#### [Exercise details]
Repeat the listing below exactly as given.

#### [The data]

PR #281, opened 2024-01-10
feat: Interfaces generate with associated_types

jawoznia:


sylvia-derive/src/associated_types.rs
```diff
@@ -0,0 +1,76 @@
...
+                    Some(ty)
+                }
+                _ => None,
+            })
+            .collect();
+
+        Self(associated_types)
+    }
+
+    pub fn as_where_predicates(&self) -> Vec<WherePredicate> {
```
kulikthebird, line 26: Nitpick: Consider returning an iterator

sylvia-derive/src/associated_types.rs
```diff
@@ -0,0 +1,76 @@
...
+                let colon = &associated.colon_token;
+                let bound = &associated.bounds;
+                parse_quote! { #name #colon #bound }
+            })
+            .collect()
+    }
+
+    pub fn as_where_clause(&self) -> Option<WhereClause> {
+        let predicates = self.as_where_predicates();
+        match !predicates.is_empty() {
```
kulikthebird, line 40: Nitpick: match --> if

kulikthebird (changes requested):

sylvia-derive/src/message.rs
```diff
@@ -612,10 +522,35 @@ impl<'a> MsgVariant<'a> {
         }
     }
 
+    pub fn emit_trait_querier_impl(&self, associated_name: &[&Ident]) -> TokenStream {
```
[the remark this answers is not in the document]
jawoznia: This method emits variant declaration and is strictly related to the message variants. As it operates almost entirely on data related to the variants I would leave it here.

We could think about moving the `MsgVariant` somewhere as it's huge on it's own and it's goal is to emit message related methods while other structs like `EnumMessage` are collectors emitting whole messages.

sylvia-derive/src/message.rs
```diff
@@ -787,6 +722,10 @@ impl<'a> MsgVariant<'a> {
         }
     }
 
+    pub fn is_of_type(&self, msg_type: MsgType) -> bool {
```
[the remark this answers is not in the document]
jawoznia: It's removed in further PR so I will leave it here

sylvia-derive/src/associated_types.rs
jawoznia: It is used only in a single place that's why I decided to make it more "specialized"

sylvia-derive/src/associated_types.rs
jawoznia: ye, makes sense. I guess I like match statement too much ^^

kulikthebird (approved):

#### [Reply to the exercise]
PR #281, opened 2024-01-10
feat: Interfaces generate with associated_types

jawoznia:


sylvia-derive/src/associated_types.rs
```diff
@@ -0,0 +1,76 @@
...
+                    Some(ty)
+                }
+                _ => None,
+            })
+            .collect();
+
+        Self(associated_types)
+    }
+
+    pub fn as_where_predicates(&self) -> Vec<WherePredicate> {
```
kulikthebird, line 26: Nitpick: Consider returning an iterator

sylvia-derive/src/associated_types.rs
```diff
@@ -0,0 +1,76 @@
...
+                let colon = &associated.colon_token;
+                let bound = &associated.bounds;
+                parse_quote! { #name #colon #bound }
+            })
+            .collect()
+    }
+
+    pub fn as_where_clause(&self) -> Option<WhereClause> {
+        let predicates = self.as_where_predicates();
+        match !predicates.is_empty() {
```
kulikthebird, line 40: Nitpick: match --> if

kulikthebird (changes requested):

sylvia-derive/src/message.rs
```diff
@@ -612,10 +522,35 @@ impl<'a> MsgVariant<'a> {
         }
     }
 
+    pub fn emit_trait_querier_impl(&self, associated_name: &[&Ident]) -> TokenStream {
```
[the remark this answers is not in the document]
jawoznia: This method emits variant declaration and is strictly related to the message variants. As it operates almost entirely on data related to the variants I would leave it here.

We could think about moving the `MsgVariant` somewhere as it's huge on it's own and it's goal is to emit message related methods while other structs like `EnumMessage` are collectors emitting whole messages.

sylvia-derive/src/message.rs
```diff
@@ -787,6 +722,10 @@ impl<'a> MsgVariant<'a> {
         }
     }
 
+    pub fn is_of_type(&self, msg_type: MsgType) -> bool {
```
[the remark this answers is not in the document]
jawoznia: It's removed in further PR so I will leave it here

sylvia-derive/src/associated_types.rs
jawoznia: It is used only in a single place that's why I decided to make it more "specialized"

sylvia-derive/src/associated_types.rs
jawoznia: ye, makes sense. I guess I like match statement too much ^^

kulikthebird (approved):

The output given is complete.